Combination of thalidomide and Clostridium butyricum relieves chemotherapy-induced nausea and vomiting via gut microbiota and vagus nerve activity modulation

Xuanqi Zhao  1   2 Heng Wu  2 Ruizhe Zhu  2 Gaishuang Shang  3 Jing Wei  2 Haitao Shang  1 Puyuan Tian  1 Tingtao Chen  1   2 Hong Wei  1
Affiliations

Combination of thalidomide and Clostridium butyricum relieves chemotherapy-induced nausea and vomiting via gut microbiota and vagus nerve activity modulation

Xuanqi Zhao et al. Front Immunol. .

Abstract

Nausea and vomiting (CINV) are distressful and widespread side effects of chemotherapy, and additional efficient regimens to alleviate CINV are urgently needed. In the present study, colorectal cancer (CRC) mice model induced by Azoxymethane (AOM)/Dextran Sodium Sulfate (DSS) was employed to evaluate the cancer suppression and CINV amelioration effect of the combination of thalidomide (THD) and Clostridium butyricum.
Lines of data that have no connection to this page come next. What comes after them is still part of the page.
PR #512, opened 2019-12-21
Add Tutorial for Clock Activity

AndreaGon:
Clock Activity should now have a tutorial:

clock

PR #537, opened 2019-12-27
Add tutorial for Calculate activity

sdziuda:
Added the tutorial for Calculate activity


llaske:
That's nice.

Could use media queries to hide the help button on small screens? Currently the button override the body part. See below:

Capture du 2019-12-28 18-45-44

prakashujjwal1010:
@sdziuda , I think you should add translated strings in fr, es, pt sections in locale.ini. you can use google translate for it :)

sdziuda:
Thanks for an advice @prakashujjwal1010 :)
As you had suggeted, I added the translations in es, fr and pt from google translate.

AndreaGon:
I don't think it's necessary to add the translations. I've tried it before, but @llaske reverted it back to English. See his comment on my PR #512.

Although I still do translate it to fr, for testing purposes.

sdziuda:
Yeah, after I thought about it for a while, probably google translate is not the best translator (for sure it is not as good as human). But in the end it is @llaske choice about which language will be merged into dev branch.

llaske:
@AndreaGon is right, you don't need to translate because I think it's better to let a native user localize its part. BTW it's nice to test with another language from the one in the browser to ensure tutorial localization work.

PR #540, opened 2019-12-28
Fix issue 438 in Dev branch

Shak2000:
I think that now I created a PR on dev branch


llaske:
It seems that there is an issue on localization handling. It's always the browser language used for tutorial.

Shak2000:
The user settings only determines the initial language displayed. You can change the language by clicking on the screwdriver icon in the activity and then clicking on the arrows on the third row that appears.

Screen Shot 2019-12-29 at 2 51 17 PM

In the screenshot image, the language is set to French. Therefore, the title and the tutorial content are in French as well. This is different from what other activities use for language, but I wanted to be consistent with this specific activity.

FreddieN:
Ah it seems like the activity author has written their own implementation of language selection. @Shak2000 could you reimplement web localisation like stated in the tutorial for the whole activity? It should not be too tricky as it seems they have used l10n for the actual colouring titles. Otherwise the code works fine. 👍

FreddieN:
code

Relevant section of tutorial here: https://github.com/llaske/sugarizer/blob/master/docs/tutorial_step5.md

Shak2000:
Do you want me to remove the language selection in the activity itself, including the UI, or should I just change the tutorial to use the standard language selection method?

FreddieN:
Just remove the language selection component within the html and then update the l10n logic to use the model that all the other activities use like in the tutorial.

Shak2000:
I removed the language changing feature from the activity itself to keep the language setting consistent with the rest of the platform.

Our results suggested that the combination of THD and C. butyricum abundantly enhanced the anticancer effect of cisplatin via activating the caspase-3 apoptosis pathway, and also ameliorated CINV via inhibiting the neurotransmitter (e.g., 5-HT and tachykinin 1) and its receptor (e.g., 5-HT3R and NK-1R) in brain and colon. Additionally, the combination of THD and C. butyricum reversed the gut dysbacteriosis in CRC mice by increasing the abundance of Clostridium, Lactobacillus, Bifidobacterium, and Ruminococcus at the genus level, and also led to increased expression of occludin and Trek1 in the colon, while decreased expression of TLR4, MyD88, NF-κB, and HDAC1, as well as the mRNA level of IL-6, IL-1β, and TNF-α. In all, these results suggest that the combination of THD and C. butyricum had good efficacy in enhancing cancer treatments and ameliorating CINV, which thus provides a more effective strategy for the treatment of CRC.

Keywords: CINV; Clostridium butyricum; gut- brain axis; intestinal microecology; thalidomide.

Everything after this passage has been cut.